Given data:
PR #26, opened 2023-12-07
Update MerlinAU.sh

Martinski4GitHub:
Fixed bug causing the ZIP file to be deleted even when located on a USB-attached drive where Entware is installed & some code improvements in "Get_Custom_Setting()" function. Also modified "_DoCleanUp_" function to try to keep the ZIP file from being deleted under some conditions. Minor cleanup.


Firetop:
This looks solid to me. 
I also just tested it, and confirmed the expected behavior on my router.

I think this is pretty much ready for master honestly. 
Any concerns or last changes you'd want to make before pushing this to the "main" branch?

--

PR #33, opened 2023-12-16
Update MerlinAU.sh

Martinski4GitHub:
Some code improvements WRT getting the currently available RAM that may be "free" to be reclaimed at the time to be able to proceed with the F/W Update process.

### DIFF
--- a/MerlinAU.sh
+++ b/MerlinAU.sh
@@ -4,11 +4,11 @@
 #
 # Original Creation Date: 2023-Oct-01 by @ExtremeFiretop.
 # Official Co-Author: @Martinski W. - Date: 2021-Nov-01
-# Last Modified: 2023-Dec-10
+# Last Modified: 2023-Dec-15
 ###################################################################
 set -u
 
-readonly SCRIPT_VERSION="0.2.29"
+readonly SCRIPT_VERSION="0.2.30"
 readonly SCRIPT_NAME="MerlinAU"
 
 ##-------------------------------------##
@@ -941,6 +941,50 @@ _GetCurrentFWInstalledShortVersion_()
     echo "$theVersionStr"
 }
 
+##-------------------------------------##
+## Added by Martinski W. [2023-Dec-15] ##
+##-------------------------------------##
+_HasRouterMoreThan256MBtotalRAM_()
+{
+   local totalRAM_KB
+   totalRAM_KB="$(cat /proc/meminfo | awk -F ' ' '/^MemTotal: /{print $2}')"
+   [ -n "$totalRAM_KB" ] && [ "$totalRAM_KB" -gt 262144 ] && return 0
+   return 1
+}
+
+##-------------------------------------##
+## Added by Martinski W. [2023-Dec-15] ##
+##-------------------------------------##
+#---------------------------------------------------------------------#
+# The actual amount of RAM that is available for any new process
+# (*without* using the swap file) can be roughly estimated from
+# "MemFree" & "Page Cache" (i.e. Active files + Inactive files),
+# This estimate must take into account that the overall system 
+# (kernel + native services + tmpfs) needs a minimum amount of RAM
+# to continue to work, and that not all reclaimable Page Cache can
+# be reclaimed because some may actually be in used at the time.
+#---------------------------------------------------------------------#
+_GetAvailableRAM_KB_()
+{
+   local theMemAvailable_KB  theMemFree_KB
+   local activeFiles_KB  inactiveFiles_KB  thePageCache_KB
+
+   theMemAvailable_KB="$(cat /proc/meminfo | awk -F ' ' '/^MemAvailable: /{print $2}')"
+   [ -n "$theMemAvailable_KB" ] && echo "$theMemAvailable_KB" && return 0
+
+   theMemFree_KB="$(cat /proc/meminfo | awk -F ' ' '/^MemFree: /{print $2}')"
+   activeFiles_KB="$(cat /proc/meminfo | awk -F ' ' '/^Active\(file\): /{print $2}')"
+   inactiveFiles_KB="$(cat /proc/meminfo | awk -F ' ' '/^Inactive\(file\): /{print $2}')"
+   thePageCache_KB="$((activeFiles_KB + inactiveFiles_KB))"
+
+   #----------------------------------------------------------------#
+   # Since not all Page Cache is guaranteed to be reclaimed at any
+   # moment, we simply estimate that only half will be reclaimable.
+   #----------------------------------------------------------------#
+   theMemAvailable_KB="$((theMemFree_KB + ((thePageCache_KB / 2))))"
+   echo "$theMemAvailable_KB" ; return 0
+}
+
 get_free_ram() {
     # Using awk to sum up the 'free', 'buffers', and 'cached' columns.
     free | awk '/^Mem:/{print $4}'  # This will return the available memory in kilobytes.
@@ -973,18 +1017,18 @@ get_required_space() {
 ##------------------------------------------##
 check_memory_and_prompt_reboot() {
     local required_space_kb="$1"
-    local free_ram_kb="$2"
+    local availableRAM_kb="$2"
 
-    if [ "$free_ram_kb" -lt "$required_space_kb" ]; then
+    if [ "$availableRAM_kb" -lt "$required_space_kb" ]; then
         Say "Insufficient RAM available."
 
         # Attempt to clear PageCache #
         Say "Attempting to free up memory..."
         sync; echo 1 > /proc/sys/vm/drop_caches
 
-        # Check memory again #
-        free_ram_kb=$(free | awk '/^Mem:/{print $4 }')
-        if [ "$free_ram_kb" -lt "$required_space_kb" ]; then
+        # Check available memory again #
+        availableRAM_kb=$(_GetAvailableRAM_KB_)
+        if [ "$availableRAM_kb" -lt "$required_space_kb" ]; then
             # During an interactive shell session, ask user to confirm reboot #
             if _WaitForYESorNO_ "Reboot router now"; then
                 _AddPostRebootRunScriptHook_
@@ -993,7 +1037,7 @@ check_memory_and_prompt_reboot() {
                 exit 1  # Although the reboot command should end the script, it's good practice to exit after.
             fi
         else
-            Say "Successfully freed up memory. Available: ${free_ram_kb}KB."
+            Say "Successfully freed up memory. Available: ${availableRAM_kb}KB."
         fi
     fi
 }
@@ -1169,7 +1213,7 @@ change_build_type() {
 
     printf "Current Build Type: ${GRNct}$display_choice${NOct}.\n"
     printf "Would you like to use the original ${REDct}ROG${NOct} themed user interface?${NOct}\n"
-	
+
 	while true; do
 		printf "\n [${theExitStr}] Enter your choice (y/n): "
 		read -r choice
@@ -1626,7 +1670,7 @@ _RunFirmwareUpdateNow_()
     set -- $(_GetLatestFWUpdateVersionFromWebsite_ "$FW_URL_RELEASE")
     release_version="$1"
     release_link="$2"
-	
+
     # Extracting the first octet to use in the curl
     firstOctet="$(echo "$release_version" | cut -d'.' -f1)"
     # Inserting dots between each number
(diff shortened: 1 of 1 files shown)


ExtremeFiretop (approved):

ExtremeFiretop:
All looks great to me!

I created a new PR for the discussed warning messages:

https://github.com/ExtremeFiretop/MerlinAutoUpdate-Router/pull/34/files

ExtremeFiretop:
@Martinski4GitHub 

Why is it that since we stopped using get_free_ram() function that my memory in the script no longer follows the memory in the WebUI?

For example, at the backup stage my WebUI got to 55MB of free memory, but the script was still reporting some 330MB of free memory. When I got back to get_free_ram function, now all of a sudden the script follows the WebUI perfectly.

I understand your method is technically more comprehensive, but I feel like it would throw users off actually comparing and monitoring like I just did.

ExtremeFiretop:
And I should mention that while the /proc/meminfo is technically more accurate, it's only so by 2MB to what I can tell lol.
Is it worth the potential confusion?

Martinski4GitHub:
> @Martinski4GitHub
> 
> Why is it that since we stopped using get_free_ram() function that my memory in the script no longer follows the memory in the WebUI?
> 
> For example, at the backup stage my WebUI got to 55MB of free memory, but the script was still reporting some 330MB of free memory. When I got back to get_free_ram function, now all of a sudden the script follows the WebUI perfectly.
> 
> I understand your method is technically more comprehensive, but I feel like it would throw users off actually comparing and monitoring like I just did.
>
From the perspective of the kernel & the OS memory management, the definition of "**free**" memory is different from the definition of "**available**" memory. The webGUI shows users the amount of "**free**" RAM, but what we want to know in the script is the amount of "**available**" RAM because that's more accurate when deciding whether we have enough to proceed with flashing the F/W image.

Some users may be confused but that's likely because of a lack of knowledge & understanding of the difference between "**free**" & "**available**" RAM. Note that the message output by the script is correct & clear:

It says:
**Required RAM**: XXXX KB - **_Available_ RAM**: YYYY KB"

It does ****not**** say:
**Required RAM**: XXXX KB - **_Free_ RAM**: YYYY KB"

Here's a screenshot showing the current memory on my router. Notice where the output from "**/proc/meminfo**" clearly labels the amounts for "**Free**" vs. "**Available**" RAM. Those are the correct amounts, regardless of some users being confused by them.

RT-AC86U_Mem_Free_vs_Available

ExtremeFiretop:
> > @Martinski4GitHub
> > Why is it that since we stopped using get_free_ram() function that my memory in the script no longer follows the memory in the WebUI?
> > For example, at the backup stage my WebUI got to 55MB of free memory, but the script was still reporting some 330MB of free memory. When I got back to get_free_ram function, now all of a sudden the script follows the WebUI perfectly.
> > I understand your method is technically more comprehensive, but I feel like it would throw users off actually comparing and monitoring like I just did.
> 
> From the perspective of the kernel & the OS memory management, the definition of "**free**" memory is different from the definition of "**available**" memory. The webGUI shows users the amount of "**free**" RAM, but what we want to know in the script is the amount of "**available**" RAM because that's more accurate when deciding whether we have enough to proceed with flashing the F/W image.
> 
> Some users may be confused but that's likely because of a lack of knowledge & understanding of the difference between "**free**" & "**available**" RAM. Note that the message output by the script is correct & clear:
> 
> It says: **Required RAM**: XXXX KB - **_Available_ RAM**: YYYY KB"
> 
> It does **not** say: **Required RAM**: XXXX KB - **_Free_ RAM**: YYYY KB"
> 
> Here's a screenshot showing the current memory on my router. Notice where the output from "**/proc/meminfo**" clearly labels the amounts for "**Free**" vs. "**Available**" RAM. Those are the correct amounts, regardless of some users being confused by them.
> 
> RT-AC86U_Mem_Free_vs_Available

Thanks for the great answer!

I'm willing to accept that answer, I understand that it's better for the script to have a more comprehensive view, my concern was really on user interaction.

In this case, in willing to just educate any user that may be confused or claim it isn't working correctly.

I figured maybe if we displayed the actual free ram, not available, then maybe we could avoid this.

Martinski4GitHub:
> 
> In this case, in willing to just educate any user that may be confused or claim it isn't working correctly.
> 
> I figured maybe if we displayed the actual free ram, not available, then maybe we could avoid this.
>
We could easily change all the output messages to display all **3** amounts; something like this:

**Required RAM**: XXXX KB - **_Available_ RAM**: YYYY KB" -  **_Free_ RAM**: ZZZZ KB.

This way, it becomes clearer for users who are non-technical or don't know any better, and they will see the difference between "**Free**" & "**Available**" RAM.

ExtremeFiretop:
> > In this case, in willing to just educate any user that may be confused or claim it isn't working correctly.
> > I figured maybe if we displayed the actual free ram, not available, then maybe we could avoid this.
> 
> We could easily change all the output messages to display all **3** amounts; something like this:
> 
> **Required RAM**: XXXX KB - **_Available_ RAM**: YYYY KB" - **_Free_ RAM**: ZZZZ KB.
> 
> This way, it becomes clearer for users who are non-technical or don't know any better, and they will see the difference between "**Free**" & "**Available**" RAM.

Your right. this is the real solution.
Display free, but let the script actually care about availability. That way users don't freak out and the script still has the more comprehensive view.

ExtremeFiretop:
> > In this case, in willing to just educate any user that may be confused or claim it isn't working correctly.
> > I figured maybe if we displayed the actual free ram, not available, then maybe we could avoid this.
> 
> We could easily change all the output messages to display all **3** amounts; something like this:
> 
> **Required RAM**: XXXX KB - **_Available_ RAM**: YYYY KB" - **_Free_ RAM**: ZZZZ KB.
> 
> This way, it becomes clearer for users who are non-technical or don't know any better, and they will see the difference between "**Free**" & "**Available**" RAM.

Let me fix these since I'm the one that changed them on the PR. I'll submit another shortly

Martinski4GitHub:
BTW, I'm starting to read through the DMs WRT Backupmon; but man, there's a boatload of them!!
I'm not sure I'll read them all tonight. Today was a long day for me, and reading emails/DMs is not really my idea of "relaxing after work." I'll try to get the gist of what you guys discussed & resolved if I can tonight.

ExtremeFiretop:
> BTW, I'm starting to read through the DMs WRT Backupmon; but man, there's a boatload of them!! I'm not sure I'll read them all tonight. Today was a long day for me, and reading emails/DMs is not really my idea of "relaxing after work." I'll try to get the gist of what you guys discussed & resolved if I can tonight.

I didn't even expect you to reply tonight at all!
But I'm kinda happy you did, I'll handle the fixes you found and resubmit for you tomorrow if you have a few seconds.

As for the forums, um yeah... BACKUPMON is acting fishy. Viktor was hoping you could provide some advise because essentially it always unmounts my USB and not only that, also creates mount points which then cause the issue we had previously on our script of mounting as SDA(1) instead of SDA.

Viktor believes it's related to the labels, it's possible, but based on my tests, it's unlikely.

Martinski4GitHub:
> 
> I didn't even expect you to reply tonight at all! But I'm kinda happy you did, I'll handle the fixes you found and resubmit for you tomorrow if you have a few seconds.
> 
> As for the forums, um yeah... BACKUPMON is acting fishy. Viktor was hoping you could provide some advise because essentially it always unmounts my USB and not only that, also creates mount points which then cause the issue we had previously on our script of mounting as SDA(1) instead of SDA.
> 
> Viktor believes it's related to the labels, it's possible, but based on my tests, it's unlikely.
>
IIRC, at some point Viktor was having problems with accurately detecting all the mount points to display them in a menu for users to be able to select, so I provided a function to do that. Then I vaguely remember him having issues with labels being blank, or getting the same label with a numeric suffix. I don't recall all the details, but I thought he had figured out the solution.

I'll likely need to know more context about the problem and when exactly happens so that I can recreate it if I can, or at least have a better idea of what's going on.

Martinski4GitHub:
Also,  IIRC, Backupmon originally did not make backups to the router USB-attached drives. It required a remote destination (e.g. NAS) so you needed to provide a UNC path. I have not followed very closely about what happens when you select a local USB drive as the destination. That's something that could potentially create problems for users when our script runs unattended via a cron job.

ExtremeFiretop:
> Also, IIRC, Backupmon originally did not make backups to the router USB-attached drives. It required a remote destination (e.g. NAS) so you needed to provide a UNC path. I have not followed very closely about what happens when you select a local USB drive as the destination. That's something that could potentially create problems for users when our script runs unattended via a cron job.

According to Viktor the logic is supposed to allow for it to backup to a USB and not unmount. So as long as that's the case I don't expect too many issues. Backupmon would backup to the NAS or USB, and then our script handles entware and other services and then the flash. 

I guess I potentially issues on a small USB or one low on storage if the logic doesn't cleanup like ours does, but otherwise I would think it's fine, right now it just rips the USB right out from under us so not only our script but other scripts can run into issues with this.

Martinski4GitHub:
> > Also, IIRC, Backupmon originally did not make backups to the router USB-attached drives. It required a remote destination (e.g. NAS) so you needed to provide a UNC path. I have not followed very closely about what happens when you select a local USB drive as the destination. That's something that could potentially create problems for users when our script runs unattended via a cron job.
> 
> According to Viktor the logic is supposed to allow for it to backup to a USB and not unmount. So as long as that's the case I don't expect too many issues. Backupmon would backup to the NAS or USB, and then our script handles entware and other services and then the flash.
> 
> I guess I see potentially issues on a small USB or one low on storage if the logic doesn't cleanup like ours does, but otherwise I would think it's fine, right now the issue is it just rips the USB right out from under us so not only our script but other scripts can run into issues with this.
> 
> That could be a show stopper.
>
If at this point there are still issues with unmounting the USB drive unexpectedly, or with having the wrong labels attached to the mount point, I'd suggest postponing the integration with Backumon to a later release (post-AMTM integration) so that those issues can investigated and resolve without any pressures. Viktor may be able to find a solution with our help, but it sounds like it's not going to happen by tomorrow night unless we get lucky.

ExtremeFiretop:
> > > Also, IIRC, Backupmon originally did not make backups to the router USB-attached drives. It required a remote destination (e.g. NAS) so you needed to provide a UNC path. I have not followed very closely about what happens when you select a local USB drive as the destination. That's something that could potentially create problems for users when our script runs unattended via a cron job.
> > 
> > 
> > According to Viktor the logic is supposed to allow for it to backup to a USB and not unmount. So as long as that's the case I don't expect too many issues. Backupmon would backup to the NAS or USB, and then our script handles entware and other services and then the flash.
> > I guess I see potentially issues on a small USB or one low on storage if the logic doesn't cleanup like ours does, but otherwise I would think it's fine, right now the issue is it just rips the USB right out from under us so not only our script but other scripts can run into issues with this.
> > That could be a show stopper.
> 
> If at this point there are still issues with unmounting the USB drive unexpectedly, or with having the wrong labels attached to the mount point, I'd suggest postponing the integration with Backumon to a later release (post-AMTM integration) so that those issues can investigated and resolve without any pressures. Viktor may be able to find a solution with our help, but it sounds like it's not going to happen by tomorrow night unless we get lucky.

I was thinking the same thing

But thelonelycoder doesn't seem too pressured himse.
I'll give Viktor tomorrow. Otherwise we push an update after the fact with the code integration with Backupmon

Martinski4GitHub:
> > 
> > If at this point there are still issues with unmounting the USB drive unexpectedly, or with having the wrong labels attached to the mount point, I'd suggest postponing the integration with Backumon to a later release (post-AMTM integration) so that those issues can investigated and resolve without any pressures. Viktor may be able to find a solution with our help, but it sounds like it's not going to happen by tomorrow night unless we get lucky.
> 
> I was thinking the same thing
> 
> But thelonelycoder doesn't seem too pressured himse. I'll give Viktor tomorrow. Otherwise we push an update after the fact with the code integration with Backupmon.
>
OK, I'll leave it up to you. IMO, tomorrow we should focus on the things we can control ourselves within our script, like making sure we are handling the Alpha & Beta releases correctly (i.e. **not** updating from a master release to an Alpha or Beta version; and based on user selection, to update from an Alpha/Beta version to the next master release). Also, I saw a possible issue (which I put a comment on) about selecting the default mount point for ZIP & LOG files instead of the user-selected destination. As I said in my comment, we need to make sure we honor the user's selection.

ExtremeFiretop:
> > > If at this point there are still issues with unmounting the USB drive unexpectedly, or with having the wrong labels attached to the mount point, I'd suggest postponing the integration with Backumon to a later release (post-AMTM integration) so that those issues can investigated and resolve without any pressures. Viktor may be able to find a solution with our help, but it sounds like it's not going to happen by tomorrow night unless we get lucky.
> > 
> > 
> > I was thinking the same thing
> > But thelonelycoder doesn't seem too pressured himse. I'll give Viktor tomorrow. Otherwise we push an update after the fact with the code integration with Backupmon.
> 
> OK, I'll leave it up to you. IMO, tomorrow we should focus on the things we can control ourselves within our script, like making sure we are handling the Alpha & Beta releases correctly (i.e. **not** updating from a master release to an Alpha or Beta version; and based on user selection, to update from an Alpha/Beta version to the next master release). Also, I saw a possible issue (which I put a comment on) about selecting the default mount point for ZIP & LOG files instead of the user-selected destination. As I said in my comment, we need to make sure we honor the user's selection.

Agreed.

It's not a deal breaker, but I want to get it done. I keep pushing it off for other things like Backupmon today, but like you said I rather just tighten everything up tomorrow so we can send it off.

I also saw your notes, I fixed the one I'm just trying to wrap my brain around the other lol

Task objective: The response should be the listing above, limited to the lines between the one holding "PR #26, opened 2023-12-07" and the one holding "I think this", inclusive, reproduced exactly.

Answer area:
PR #26, opened 2023-12-07
Update MerlinAU.sh

Martinski4GitHub:
Fixed bug causing the ZIP file to be deleted even when located on a USB-attached drive where Entware is installed & some code improvements in "Get_Custom_Setting()" function. Also modified "_DoCleanUp_" function to try to keep the ZIP file from being deleted under some conditions. Minor cleanup.


Firetop:
This looks solid to me. 
I also just tested it, and confirmed the expected behavior on my router.

I think this is pretty much ready for master honestly. 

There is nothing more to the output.